| WHAT THE EXERCISE ASKS |
The records that follow must all be duplicated exactly.

*** Opening DATASET EXTRACT ***

PR #236, opened 2021-01-06
nested query support

taoyyu:
inner hit not supported yet. ads does not use it yet, but search will need that in the future for some experiences.


src/test/resources/field/registerFieldsObject.json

*** Closing DATASET EXTRACT ***

| RESULT OF THE EXERCISE |
PR #236, opened 2021-01-06
nested query support

taoyyu:
inner hit not supported yet. ads does not use it yet, but search will need that in the future for some experiences.


src/test/resources/field/registerFieldsObject.json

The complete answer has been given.